Data block:
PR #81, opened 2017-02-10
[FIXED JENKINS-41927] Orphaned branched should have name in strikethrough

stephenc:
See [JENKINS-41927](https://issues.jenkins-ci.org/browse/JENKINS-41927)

About this task:
Copy all lines of the preceding data that hold the word "JENKINS".

Answer to this exercise:
[FIXED JENKINS-41927] Orphaned branched should have name in strikethrough
See [JENKINS-41927](https://issues.jenkins-ci.org/browse/JENKINS-41927)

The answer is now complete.